Collected data ::
=-=-=
PR #163, opened 2025-08-04
Fix codegen for fields with dashes

PotentialStyx:
Why
===

Some new services require `-` `.` and `:` in field names

What changed
============

When rendering a `TypeName` its value is normalized, and a new `LiteralType` dataclass was added to avoid that normalization.

Known limitation: this new normalization only works on output types.

Test plan
=========

Run codegen on a schema with a field that has a `-` in its name

### DIFF
--- a/src/replit_river/codegen/client.py
+++ b/src/replit_river/codegen/client.py
@@ -1,6 +1,7 @@
 import json
 import re
 import subprocess
+from collections import defaultdict
 from pathlib import Path
 from textwrap import dedent
 from typing import (
@@ -529,6 +530,9 @@ def encode_type(
         # lambda x: ... vs lambda _: {}
         needs_binding = False
         encoder_names = set()
+        # Track effective field names to detect collisions after normalization
+        # Maps effective name -> list of original field names
+        effective_field_names: defaultdict[str, list[str]] = defaultdict(list)
         if type.properties:
             needs_binding = True
             typeddict_encoder.append("{")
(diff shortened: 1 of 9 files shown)


src/replit_river/codegen/typing.py
```diff
@@ -145,6 +162,12 @@ def work(
         raise ValueError("Incoherent state when trying to flatten unions")
 
 
+def normalize_special_chars(value: str) -> str:
+    for char in SPECIAL_CHARS:
+        value = value.replace(char, "_")
```
jackyzha0, line 167: this can cause name collisions (e.g. ".dark" and "-dark" would collide)

PotentialStyx: Is erroring an acceptable action if two names would collide or do you think using a more unique normalization (like using a char code as bri suggested) would be better?

jackyzha0: or just phoneticizing (e.g. _ -> underscore, . -> dot) i think erroring is fine too

tests/v1/codegen/test_rpc.py
```diff
@@ -52,6 +52,7 @@ async def test_basic_rpc(client: Client) -> None:
     res = await RpcClient(client).test_service.rpc_method(
         {
             "data": "feep",
+            "data2": datetime.now(timezone.utc),
```
masad-frost, line 55: nice

src/replit_river/codegen/client.py
```diff
@@ -653,19 +662,37 @@ def extract_props(tpe: RiverType) -> list[dict[str, RiverType]]:
...
                         })]{value}"
                     )
                 else:
+                    specialized_name = normalize_special_chars(name)
+                    effective_name = name
+                    extras = []
+                    if name != specialized_name:
+                        if base_model != "BaseModel":
+                            # TODO: alias support for TypedDict
+                            raise ValueError(
```
masad-frost, line 680: when could we hit this case?

src/replit_river/codegen/typing.py
```diff
@@ -1,6 +1,8 @@
 from dataclasses import dataclass
 from typing import NewType, assert_never, cast
 
+SPECIAL_CHARS = [".", "-", ":", "/", "@", " ", "$", "!", "?", "=", "&", "|", "~", "`"]
```
masad-frost, line 4: what about emojis? /s

masad-frost (approved):
wew thanks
=-=-=
Task directions :: Whatever appears in the lines above should be copied exactly.

Answer to this task ::
PR #163, opened 2025-08-04
Fix codegen for fields with dashes

PotentialStyx:
Why
===

Some new services require `-` `.` and `:` in field names

What changed
============

When rendering a `TypeName` its value is normalized, and a new `LiteralType` dataclass was added to avoid that normalization.

Known limitation: this new normalization only works on output types.

Test plan
=========

Run codegen on a schema with a field that has a `-` in its name

### DIFF
--- a/src/replit_river/codegen/client.py
+++ b/src/replit_river/codegen/client.py
@@ -1,6 +1,7 @@
 import json
 import re
 import subprocess
+from collections import defaultdict
 from pathlib import Path
 from textwrap import dedent
 from typing import (
@@ -529,6 +530,9 @@ def encode_type(
         # lambda x: ... vs lambda _: {}
         needs_binding = False
         encoder_names = set()
+        # Track effective field names to detect collisions after normalization
+        # Maps effective name -> list of original field names
+        effective_field_names: defaultdict[str, list[str]] = defaultdict(list)
         if type.properties:
             needs_binding = True
             typeddict_encoder.append("{")
(diff shortened: 1 of 9 files shown)


src/replit_river/codegen/typing.py
```diff
@@ -145,6 +162,12 @@ def work(
         raise ValueError("Incoherent state when trying to flatten unions")
 
 
+def normalize_special_chars(value: str) -> str:
+    for char in SPECIAL_CHARS:
+        value = value.replace(char, "_")
```
jackyzha0, line 167: this can cause name collisions (e.g. ".dark" and "-dark" would collide)

PotentialStyx: Is erroring an acceptable action if two names would collide or do you think using a more unique normalization (like using a char code as bri suggested) would be better?

jackyzha0: or just phoneticizing (e.g. _ -> underscore, . -> dot) i think erroring is fine too

tests/v1/codegen/test_rpc.py
```diff
@@ -52,6 +52,7 @@ async def test_basic_rpc(client: Client) -> None:
     res = await RpcClient(client).test_service.rpc_method(
         {
             "data": "feep",
+            "data2": datetime.now(timezone.utc),
```
masad-frost, line 55: nice

src/replit_river/codegen/client.py
```diff
@@ -653,19 +662,37 @@ def extract_props(tpe: RiverType) -> list[dict[str, RiverType]]:
...
                         })]{value}"
                     )
                 else:
+                    specialized_name = normalize_special_chars(name)
+                    effective_name = name
+                    extras = []
+                    if name != specialized_name:
+                        if base_model != "BaseModel":
+                            # TODO: alias support for TypedDict
+                            raise ValueError(
```
masad-frost, line 680: when could we hit this case?

src/replit_river/codegen/typing.py
```diff
@@ -1,6 +1,8 @@
 from dataclasses import dataclass
 from typing import NewType, assert_never, cast
 
+SPECIAL_CHARS = [".", "-", ":", "/", "@", " ", "$", "!", "?", "=", "&", "|", "~", "`"]
```
masad-frost, line 4: what about emojis? /s

masad-frost (approved):
wew thanks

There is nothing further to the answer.